Populists pushing democracies towards deadlock

     

Recent elections in Spain, Israel and Germany failed to resolve political paralysis and produce governing coalitions. Each country’s situation has its own intricacies and complications. But there are also two general trends that may be leading democracies towards deadlock, writes FT analyst Gideon Rachman:

  • The first is the fracturing of two-party systems.
  • And the second is the polarisation of politics, with the re-emergence of the far-right and the far-left, and the growing salience of identity issues, which make compromise harder to achieve.

France’s gilets jaunes movement erupted suddenly but has now apparently subsided without leaving a significant impact on electoral politics, argues Patrick Chamorel, a research scholar at the Center on Democracy, Development, and the Rule of Law at Stanford University’s Freeman Spogli Institute for International Studies. Yet the tensions that gave rise to the working-class protests remain strong and are reshaping the political landscape of a divided France, he writes for The Journal of Democracy*:

In part, the Yellow Vest version of populism was a response to the “populism of the elites” embodied by Macron in 2017. The Yellow Vest movement further illustrates the central class and polarized ideological cleavages that shape the politics of a growing number of advanced democracies. …For better or worse, France has always relied on politics to make sense of its collective existence. Faced with a weakening state, a more fragmented society, and increased questioning of the core republican values of universalism, equality, and secularism, France must meet unprecedented challenges.

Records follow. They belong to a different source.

PR #212, opened 2024-05-21
Add --cvc-simple-models=true|false option that passes --model-cores=simple to cvc solvers

samuelchassot:


samuelchassot:
Tests are not passing, I didn't intend to start the CI, and I cannot kill it.

samuelchassot:
In the test suite `SolverSuite.scala`, some queries are now `Unknown` instead of `Sat`. For example:
```
v$0 != false && v$1 == () && v$2 != 'a' && v$3 != 0 && v$4 != 0 && v$5 != 0 && v$6 != x0000000000000 && v$7 != 0 && v$8 != 0 && v$9 != x000000000000000000000000000000000 && v$10 != 0 && v$11 != "" && v$12 != T#0 && !v$13.contains(0) && v$14(0) != 0 && v$15(0) != 0 && v$16(0) != 0 && v$17 != (0, false, 0)
```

Across Western Europe, only the French are less likely to agree now that voting gives people like them a say than said the same in 1991, though most shifts in opinion have been relatively modest, according to a recent Pew Center poll:

Across most of the countries polled, people with higher levels of education are more likely to agree that voting allows them a say in their countries. For supporters of five right-wing populist parties (AfD in Germany, PVV and FvD in the Netherlands, Vox in Spain and Sweden Democrats in Sweden), those who have favorable views of these right-wing populist parties are less likely to agree, though supporters of both populist parties in Poland, Fidesz supporters in Hungary and OLaNO-NOVA supporters in Slovakia stand apart as exceptions.

In a must-read article for the New York Times, Selem Gebrekidan, Matt Apuzzo and Benjamin Novak explain How Oligarchs and Populists Milk the E.U. for Millions.

Europe’s right-wing populists are succeeding in part because they are steering material benefits to working-class supporters, according to Peter Beinart, a professor of journalism at the City University of New York.  Poland, like the United States, is divided between young, educated, urban, internationalist cultural liberals and older, rural, nationalist, and nativist cultural conservatives. But unlike the United States, Poland isn’t equally divided between parties of the left and the right; Law and Justice is politically dominant, he writes for the Atlantic:

That dominance may stem in part from the party’s growing control of the press. But there’s more to it than that. The single biggest reason for Law and Justice’s popularity, Aleks Szczerbiak, an expert on Polish politics at the University of Sussex, argued in a blog post last year, is that “the government has delivered on several of the high-profile social spending pledges” it made when first elected, including an initiative that offers every family a monthly subsidy of roughly $125 a child. This program has helped cut Poland’s rate of extreme child poverty from almost 12 percent to less than 3 percent. Law and Justice has also increased payments to the elderly and pledged to hike the minimum wage

When the US Business Roundtable recently renounced shareholder primacy, the shift – by an organization representing companies with combined annual revenue of more than $7 trillion – prompted a wide range of reactions, from welcoming to dismissive. But the move is primarily an attempt to keep activist shareholders and populist politicians at bay, argues Harvard Law School professor Mark Roe.

The relevance of such political considerations is even more pronounced in the United Kingdom, where the British Academy is funding a deep and serious rethink of corporate purpose, led by mainstream academics and business leaders, he writes for Project Syndicate:

Yet, perhaps we should not be overly cynical. Surely not all the US CEOs who backed the Business Roundtable’s statement regarded it purely as a matter of political calculation, or as an opportunity to angle for advantage. Some, perhaps even many, have absorbed some of the values reflected in the new criticism. Business executives constantly have to adapt to changing environments – whether that change is of consumer preferences, technological demands, or political currents.

*A publication of the National Endowment for Democracy.